Data provided: Begin

PR #6034, opened 2023-04-27
Refactor `CollectionBrandingInfo#initialize` for Ruby 3

dlpierce:
@samvera/hyrax-code-reviewers


no-reply (approved):

no-reply:
it seems like this is genuinely failing

no-reply (approved):

PR #6036, opened 2023-04-27
fix transfers controller behavior

no-reply:
@samvera/hyrax-code-reviewers


no-reply:
this reverts https://github.com/samvera/hyrax/pull/6032, which seems to have broken all the TransfersController tests, as well as a few system tests.

i'm not sure which specs that PR originally targeted, so (at least for me) the best next step is to roll it back and continue checking off tests failing in the Ruby 3 build.

PR #6048, opened 2023-04-28
Replace kaminari_route_prefix gem with initializer patch

dlpierce:
Fixes spec/views/hyrax/users/index.html.erb_spec.rb on Ruby 3

kaminari_route_prefix is not Ruby 3 compatible, and the engine routing feature it supplies is (still!) not part of kaminari core. This replaces it with an in-tree patch. The changes to views are not included as they seem unused in hyrax.

* Remove kaminari_route_prefix gem
* Add initializer patch to support the `route_set` option for `paginate`

* Pages that use kaminari pagination still function as expected

@samvera/hyrax-code-reviewers


no-reply (approved):
love this. barely 10 lines of inline code replacing an entire dependency is always a good call as far as i'm concerned

Issue #6008, opened 2023-04-18
Metadata fields not displaying in UV


jlhardes:
### Descriptive summary

Testing hyrax 4.0.0.rc1 locally (dassie), metadata fields do not display in the "More information" menu in the universal viewer. Required fields Title, Creator, and Rights Statement are not showing. Also added Description, Abstract, Subject, Keywords, and Date Created. One field that does show is Description.

### Expected behavior

Descriptive metadata fields that show below the viewer should also show in the More Information menu inside the viewer.

### Steps to reproduce the behavior

1. Create a Generic Work with required metadata (Title, Creator, Rights Statement) and attach an image file (so the viewer will load)
2. Save work then view the work and open More Information in the viewer. See that Title, Creator, and Rights Statement do not show in More Information in the viewer.
3. Edit the work and add metadata to additional fields: Description, Abstract, Subject, Keywords, Date Created
4. Save work then view the work and open More Information in the viewer. See Description is there but no other fields.
5. View all descriptive metadata below the viewer on the Work View page.

### Related work

Reported initially as a problem on dev.nurax - https://github.com/samvera-labs/nurax/issues/5

rjkati:
metadata now displays in UV in Hyrax 4.0.0.rc2

PR #6051, opened 2023-05-01
bump Version to Hyrax 4.0.0-rc2

no-reply:
@samvera/hyrax-code-reviewers


dlpierce:
I'd like to get #6052 to green and see if there is a quick fix for #6008

dlpierce (approved):

PR #6054, opened 2023-05-09
support enumerators in FindFiles "navigator" queries

no-reply:
in addition to supporting enumerable values from
`find_many_file_metadata_by_use`, this avoids double peeking at the first element in an array. we can just give the element, and if it's `nil` fallback to error behavior.

@samvera/hyrax-code-reviewers


cjcolvar (approved):
Nice!

PR #6055, opened 2023-05-10
reinstate breadcrumb styling

no-reply:
fixes unstyled breadcrumbs in Ruby 3.

in the meanwhile, don't hardcode the breadcrumb builder implementation in the
views. make the builder configurable so new behavior can be injected downstream.

@samvera/hyrax-code-reviewers


dlpierce (approved):
Thanks for the fix!

no-reply:
wondering if we can get this in a release, either an RC3, or are we ready to release 4.0.0 and this can be 4.0.1?

Issue #6056, opened 2023-05-10
Replace use of deprecated `Redis.current`


dlpierce:
`Redis.current` is deprecated but is used in several places in hyrax.
- https://github.com/samvera/hyrax/blob/7e091130e84400eea8032e9699f24f6f581856d3/lib/hyrax/redis_event_store.rb#L26
- https://github.com/samvera/hyrax/blob/7e091130e84400eea8032e9699f24f6f581856d3/app/services/hyrax/lock_manager.rb#L14
- https://github.com/samvera/hyrax/blob/7e091130e84400eea8032e9699f24f6f581856d3/lib/generators/hyrax/templates/config/initializers/redis_config.rb#L4
See https://github.com/redis/redis-rb/wiki/Connection-Management for replacement suggestions.

PR #6060, opened 2023-05-10
add pool based redis connections #6056 

no-reply:
moves new applications away from `Redis.current` per https://github.com/samvera/hyrax/issues/6056.

the proposed solution here is to use a global $hyrax_redis variable to capture a
`ConnectionPool::Wrapper`. the wrapper construction provides compatibility with
the existing connections, allowing us to migrate code stepwise. when the global
is not set, we continue to use `Redis.current`.

the new approach isn't setup to support Redis::Namespace in the way the older
setup is. we used to set `Redis::Namespace` everytime `RedisEventStore.instance`
was called(!). rather than repeating this pattern, we can recommend that
existing apps use `Redis::Namespace` in their pool setup:

```ruby
$redis = ConnectionPool::Wrapper.new(size: size , timeout: timeout) do
  Redis::Namespace.new(Hyrax.config.redis_namespace, config)
end
```

new apps that wish to continue to use `Redis::Namespace` can do so (e.g. Hyku
will want this). it's advisable for new apps to avoid this (we looked at
removing `redis-namespace` well over 5 years ago:
https://github.com/samvera/hyrax/issues/1671). http://www.mikeperham.com/2015/09/24/storing-data-with-redis/
is relevant.

Hyrax doesn't actually seem to use multiple namespaces, so it should be fine for
apps to just configure their Redis to use one of the numbered databases. folks
who have a problem with this will certainly know it and be able to setup
Redis::Namespace on their own.

@samvera/hyrax-code-reviewers

### DIFF
--- a/.dassie/config/initializers/redis_config.rb
+++ b/.dassie/config/initializers/redis_config.rb
@@ -1,4 +1,11 @@
 # frozen_string_literal: true
 require 'redis'
+require 'connection_pool'
 config = YAML.safe_load(ERB.new(IO.read(Rails.root.join('config', 'redis.yml'))).result)[Rails.env].with_indifferent_access
-Redis.current = Redis.new(config.merge(thread_safe: true))
+config[:thread_safe] = true
+
+size = ENV.fetch("HYRAX_REDIS_POOL_SIZE", 5)
+timeout = ENV.fetch("HYRAX_REDIS_TIMEOUT", 5)
+
+Hyrax.config.redis_connection =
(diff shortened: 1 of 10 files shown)


dlpierce:
Why not pin reform in the gemspec? If not there, then it would need to be pinned in spec/test_app_templates/Gemfile.extra to affect the test app generation.

no-reply:
some follow up work is proposed in #6061

dlpierce (approved):

dlpierce (approved):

Data provided: End

**Exercise aim:** Reproduce every line of the records containing the string "Save".

**Written answer:**
2. Save work then view the work and open More Information in the viewer. See that Title, Creator, and Rights Statement do not show in More Information in the viewer.
4. Save work then view the work and open More Information in the viewer. See Description is there but no other fields.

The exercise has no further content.